The following quoted text is from Evar D. Nering's Linear Algebra and Matrix Theory, 2nd Ed.
Theorem 3.5. In a finite dimensional vector space, every spanning set contains a basis.
Proof: Let $\mathcal{B}$ be a set spanning $\mathcal{V}$. If $\mathcal{V}=\{0\}$, then $\emptyset\subset\mathcal{B}$ is a basis of $\{0\}$. If $\mathcal{V}\ne\{0\}$ then $\mathcal{B}$ must contain at least one non-zero vector $\alpha_{1}$. We now search for another vector in $\mathcal{B}$ which is not dependent on $\{\alpha_{1}\}$. We call this vector $\alpha_{2}$ and search for another vector in $\mathcal{B}$ which is not dependent on the linearly independent set $\{\alpha_{1},\alpha_{2}\}$. We continue in this way as long as we can, but the process must terminate as we cannot find more than $n$ linearly independent vectors in $\mathcal{B}$. Thus suppose we have obtained the set $\mathcal{A}=\{\alpha_{1},\dots,\alpha_{n}\}$ with the property that every vector in $\mathcal{B}$ is linearly dependent on $\mathcal{A}$. Then because of Theorem 2.1 the set $\mathcal{A}$ must also span $\mathcal{V}$ and it is a basis.

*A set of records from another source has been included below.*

PR #316, opened 2015-11-21
Improve testing speed by reusing the database

WouterJ:
I'm still looking for ways to make the build faster and faster. I started this PR to integrate parallel testing, just like Symfony core has it. For this to work, one database had to be reused (using unique nodes per batch, so tests don't influence eachother). Parallel testing itself didn't work out well (tests were just as fast or even slower), but not dropping & setting up the database seems to improve the build speed very much.

Latest master build took 1hr 5min 28sec
The build of this PR took 24min 53sec


.travis.yml
```diff
@@ -13,35 +13,40 @@ sudo: false
...
   - composer require symfony/symfony:${SYMFONY_VERSION} --no-update
-  
-install: composer update --prefer-source $COMPOSER_FLAGS
 
-before_script: vendor/symfony-cmf/testing/bin/travis/phpcr_odm_doctrine_dbal.sh
+install: composer update --prefer-dist $COMPOSER_FLAGS
+
+before_script:
+  - vendor/symfony-cmf/testing/bin/travis/phpcr_odm_doctrine_dbal.sh
+  - php vendor/symfony-cmf/testing/bin/console doctrine:phpcr:fixtures:load --fixtures=Tests/Resources/DataFixtures --no-interaction
```
WouterJ: The fixtures are only used by the WebTests, which don't change them. So it's save to only load them once.

.travis.yml
```diff
@@ -13,35 +13,40 @@ sudo: false
...
 
-script: phpunit --coverage-text
+script: phpunit
```
WouterJ: Removed the coverage as it was useless with the parallel testing. I didn't add it back after removing parallel testing, because it reduces testing performance and I never looked at it.
I'm open to add it back /cc @dbu @lsmith77 @dantleech

Tests/Functional/BaseTestCase.php
```diff
@@ -54,6 +54,11 @@ protected function createRoute($path)
      */
     protected function createContent($path = '/test/content')
     {
+        $content = $this->getDm()->find(null, $path);
+        if ($content) {
+            return $content;
+        }
```
WouterJ: Content is never edited, so we can reuse the same node in each test

.travis.yml
dantleech: I don't see a great advantage of having this in CI, I think it just adds noise.

Tests/Functional/Controller/RedirectControllerTest.php
```diff
@@ -18,23 +18,39 @@
...
 
-    public function setUp()
+    /**
+     * Creates the route root.
+     */
+    protected function setUp()
     {
-        parent::setUp();
-        $this->db('PHPCR')->createTestNode();
+        $this->makeSureTestRootExists();
```
dantleech: `initTestNode` ? In anycase I would stick with the existing TestNode terminology instead of TestRoot.

Tests/Functional/Doctrine/Orm/RouteProviderTest.php
```diff
@@ -19,6 +19,7 @@ class RouteProviderTest extends OrmTestCase
 
     public function setUp()
     {
+        $this->markTestSkipped();
```
dantleech: Why skip this now?

Tests/Functional/Doctrine/Phpcr/RedirectRouteTest.php
```diff
@@ -17,15 +17,28 @@
...
-        parent::setUp();
-        $this->db('PHPCR')->createTestNode();
+        $this->makeSureTestRootExists();
         $this->createRoute(self::ROUTE_ROOT);
     }
 
+    /**
+     * Cleans up the created nodes in the database.
+     */
+    protected function tearDown()
```
dantleech: Why don't we move the body of this method into the `BaseTestCase` ? (seems to be a duplicate of the `tearDown` in the RedirectControllerTest)

WouterJ: agreed, applied now

Tests/Functional/Controller/RedirectControllerTest.php
WouterJ: Renamed it.

WouterJ:
Reactivated ORM tests and decided to use only stable deps for most of the tests. This means version resolving is easier and the complete build takes about 15 minutes (if all jobs were executed asynchronously, which isn't the actual case).

Using stable dependencies has the benefit that it's closer to a real installation of the bundle in an application, as the minimum stability is only applied to the root package. One job still tests compatibility with the dev dependencies.

composer.json
```diff
@@ -11,34 +11,33 @@
...
-        "symfony/framework-bundle": "~2.3"
+        "symfony-cmf/routing": "^1.2",
+        "symfony/framework-bundle": "^2.3"
     },
     "require-dev": {
-        "symfony-cmf/core-bundle": "~1.1",
-        "symfony-cmf/testing": "~1.2,>=1.2.7",
-        "doctrine/phpcr-odm": "~1.3",
+        "symfony-cmf/core-bundle": "^1.1",
+        "symfony-cmf/testing": "dev-fix-travis-shell",
```
dbu: testing needs to be merged and tagged and updated here before we merge this PR

composer.json
```diff
@@ -11,34 +11,33 @@
...
+        "doctrine/phpcr-odm": "^1.3@rc",
```
dbu: @lsmith77 do you see a reason not to tag 1.3.0 of phpcr-odm tomorrow?

composer.json
```diff
@@ -11,34 +11,33 @@
...
         "matthiasnoback/symfony-config-test": "0.*",
         "phpunit/php-code-coverage": "@stable",
-        "sonata-project/doctrine-phpcr-admin-bundle": "~1.1",
-        "symfony/monolog-bundle": "~2.3",
-        "doctrine/orm": "~2.3",
-        "doctrine/data-fixtures": "1.*,>=1.0.0-alpha3"
+        "sonata-project/doctrine-phpcr-admin-bundle": "^1.1",
+        "symfony/monolog-bundle": "^2.3",
+        "doctrine/orm": "^2.3",
+        "doctrine/doctrine-bundle": "@dev",
```
dbu: do we miss a stable release of the base doctrine bundle?

dbu:
wow, great job!

can you merge and release the testing fix, and i see about tagging phpcr-odm stable. then we can squash commits here and merge.

.travis.yml
lsmith77: yeah .. I think we only look at failures and never at code coverage on travis

composer.json
WouterJ: The latest stable version has a big bug when creating a SQLite database. This is fixed, but a new version has not yet been released.

WouterJ:
Updated to use Testing 1.3 and squashed commits

composer.json
```diff
@@ -11,34 +11,33 @@
...
-        "symfony/framework-bundle": "~2.3"
+        "symfony-cmf/routing": "^1.2",
+        "symfony/framework-bundle": "^2.3"
     },
     "require-dev": {
-        "symfony-cmf/core-bundle": "~1.1",
-        "symfony-cmf/testing": "~1.2,>=1.2.7",
-        "doctrine/phpcr-odm": "~1.3",
+        "symfony-cmf/core-bundle": "^1.1",
+        "symfony-cmf/testing": "dev-add_methods",
```
WouterJ: On hold till https://github.com/symfony-cmf/Testing/pull/118 is merged

PR #323, opened 2015-12-20
[WIP] Symfony 3

killerwolf:


composer.json
```diff
@@ -14,18 +14,17 @@
     "minimum-stability": "dev",
     "prefer-stable": false,
     "require": {
-        "php": "^5.3.9|^7.0",
+        "php": "^5.5.9|^7.0",
         "symfony-cmf/routing": "~1.2",
-        "symfony/framework-bundle": "~2.3"
+        "symfony/framework-bundle": "~2.8|~3.0"
```
WouterJ: What makes use requiring 2.8 instead of, let's say, 2.7?

composer.json
```diff
@@ -14,18 +14,17 @@
...
     "require-dev": {
-        "symfony-cmf/core-bundle": "~1.1",
+        "symfony-cmf/core-bundle": "dev-sf_3@dev",
         "symfony-cmf/testing": "~1.2,>=1.2.7",
         "doctrine/phpcr-odm": "~1.3",
         "matthiasnoback/symfony-dependency-injection-test": "~0.6",
-        "matthiasnoback/symfony-config-test": "0.*",
+        "matthiasnoback/symfony-config-test": "^1.3.1",
         "phpunit/php-code-coverage": "@stable",
-        "sonata-project/doctrine-phpcr-admin-bundle": "~1.1",
```
WouterJ: this should not be removed. If we update this to `^1.1|^2.0`, I think we'll have Symfony 3 support.

Tests/Unit/Validator/Constraints/RouteDefaultsValidatorTest.php
```diff
@@ -45,7 +45,7 @@ public function setUp()
     {
         $this->controllerResolver = $this->getMock('Symfony\Component\HttpKernel\Controller\ControllerResolverInterface');
         $this->templating = $this->getMock('Symfony\Bundle\FrameworkBundle\Templating\EngineInterface');
-        $this->context = $this->getMock('Symfony\Component\Validator\ExecutionContextInterface');
+        $this->context = $this->getMock('Symfony\Component\Validator\Context\ExecutionContextInterface');
```
WouterJ: if we use a condition for this, we can keep support for Symfony 2.3 I think.

```php
$this->context = $this->getMock(
    class_exists('Symfony\Component\Validator\Context\ExecutionContextInterface')
    ? 'Symfony\Component\Validator\Context\ExecutionContextInterface'
    : 'Symfony\Component\Validator\ExecutionContextInterface'
);
```

killerwolf:
the cmf_tree thing

    cmf_tree:
    resource: .
    type: cmf_tree

generates all the errors about `Unable to load resource "."`

commenting it helped me pass some functional tests

composer.json
dbu: seems to be fixed

dbu:
wouter, is the tree bundle tested with symfony 3? or are we missing something there?

WouterJ:
Problem is that TreeBrowserBundle 2.0-dev is installed, which does not have any routes (routing is done by ResourceRestBundle).

To fix this, `minimum-stability: dev` should be removed from `composer.json`.

WouterJ:
Hmm, actually, we need to update the configuration and the stable versions do not support Symfony 3.

As configuration should no longer live in this bundle, we should copy the relevant test config files from symfony-cmf/Testing to this bundle directly and make sure the configuration works with TreeBrowserBundle 2.0-dev.

dbu:
at that point, i think we should try to release a symfony 2.8 version of RoutingBundle asap, without support for symfony 3. and in this PR ditch support for symfony < 2.8 to move forward. otherwise we depend on tree and resource that are not stable and maybe not ready for release for another month or more.

killerwolf:
So...too early for a symfony3 support.
@dbu would you clarify your last comment ? we 'freeze' this PR (and branch too)..and extend current support to sf2.8..and then work on exclusive suport for sf2.8, right ?

dbu:
yes, that would be my idea to move forward. because supporting 2.3 and 3.0 in the same code seems like a going down a rabbithole and ending up with too many moving targets to hit. but for 2.8, there is probably very little missing, i really hope to tag it in the next few days.

if this branch is at the moment synced to master, you could also start to work on it. if we need to change anything in master, i can take care of fixing eventual conflicts - i don't expect many. see #324

dbu:
most of this is now merged as part of #326

now we can work on refactoring things to work with symfony 2.8 and 3.x, dropping the legacy support.

hacfi:
Do I understand correctly that Symfony 3.0 support is blocked by the dependencies not having stable versions supporting it? I have some limited time to work on Symfony 3.0 compatibility as I need it urgently.

dbu:
i think not even, its mostly that this bundle itself is using some deprecated things. our goal is to release 1.3 in the next few days with 2.8 support, so that people on 2.8 can update, and all the features and fixes become available.

if you want to work on symfony 3 support, please start by creating a branch where you do not set the DEPRECATIONS_HELPER env variable and look at the deprecations. we need to refactor code to not trigger the warnings anymore. set the version requirement to 2.8.*, that version does not need to support older versions of symfony (to keep things simple, and avoid tons of compatibility hacks). you can open a PR as soon as you want so we can discuss issues and fixes.

hacfi:
Thanks David! Will give it a try tonight

dbu:
great!

hacfi:
@dbu https://github.com/symfony-cmf/RoutingBundle/blob/master/Tests/Unit/Routing/DynamicRouterTest.php#L61-L72 calls the deprecated match method: https://github.com/symfony-cmf/Routing/blob/master/DynamicRouter.php#L218
Should I leave it untouched or remove it as well (the test + the method in the routing library)?

hacfi:
@dbu I have to give up for now. It’s quite time-consuming to find out the source of the deprecated call. After several hours I’m down to 77 remaining deprecation notices: https://gist.github.com/hacfi/500098dea33bfa078b74
Will have to clean up my fixes and gather the questions I have (especially regarding BC for sonata admin, updating symfony-cmf/testing etc.). Could be a couple of weeks until I have some actual free time to work on this. If someone starts working on Symfony 3.0 ping me and I might be able to add my fixes.

dbu:
@hacfi thanks for the update. can you do a new WIP pull request with your changes? i am sure it will be helpful for whoever picks this up again.

ftr: i would say we can remove that test.

hacfi:
@dbu Sorry for the late follow-up! I created #331

PR #325, opened 2015-12-22
Symfony 2.8 support

killerwolf:


killerwolf:
should we then just try to remove deprecation notices/warnings then ? which will be hard because some dev dependencies relies on deprecated features methods/classes.  So upgrading is mandatory.

composer.json
```diff
@@ -23,9 +23,9 @@
         "symfony-cmf/testing": "~1.2,>=1.2.7",
         "doctrine/phpcr-odm": "~1.3",
         "matthiasnoback/symfony-dependency-injection-test": "~0.6",
-        "matthiasnoback/symfony-config-test": "0.*",
+        "matthiasnoback/symfony-config-test": "^1.3.1",
         "phpunit/php-code-coverage": "@stable",
-        "sonata-project/doctrine-phpcr-admin-bundle": "~1.1",
+        "sonata-project/doctrine-phpcr-admin-bundle": "^1.1|^2.0",
```
dbu: we should not allow sonata admin 2.0 as per https://github.com/symfony-cmf/RoutingBundle/pull/325#issuecomment-166959786

dbu:
i actually don't mind the deprecations for this branch. i am fine just setting the deprecation helper to not treat them as errors. we need to fix them for the version that supports 3.0 but for 2.8 i would rather have something simple that works with 2.3-2.8 and then we move on with the 3.0 upgrade and don't need workarounds for older symfony versions.

dbu:
continuing in #326

PR #328, opened 2015-12-29
Improve test set-up

WouterJ:


.travis.yml
```diff
@@ -12,33 +12,32 @@ sudo: false
 
 cache:
   directories:
-    - $HOME/.composer/cache
+    - $HOME/.composer/cache/files
```
WouterJ: only files is usefull to cache, the other directories contain files that frequently (every hour) change. Caching them will only reduce test speed.

.travis.yml
```diff
@@ -12,33 +12,32 @@ sudo: false
...
-      env: SYMFONY_VERSION=2.3.* SYMFONY_DEPRECATIONS_HELPER=weak
+      env: SYMFONY_VERSION=2.3.*
     - php: 5.6
-      env: SYMFONY_VERSION=2.8.* SYMFONY_DEPRECATIONS_HELPER=309
+      env: SYMFONY_VERSION=2.7.*
     - php: 5.6
-      env: SYMFONY_VERSION=3.0.*
-  allow_failures:
-    - env: SYMFONY_VERSION=3.0.*
+      env: DEPS=dev
```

The reasoning in the proof seems circular. "Seek, and ye shall find." isn't very rigorous. I certainly believe that I could find such linearly independent vectors, but that's because I believe the theorem to be true.
Is the proof satisfactory?
I might be able to come up with my own proof, but I would still like to know if Nering's proof is satisfactory to mathematicians.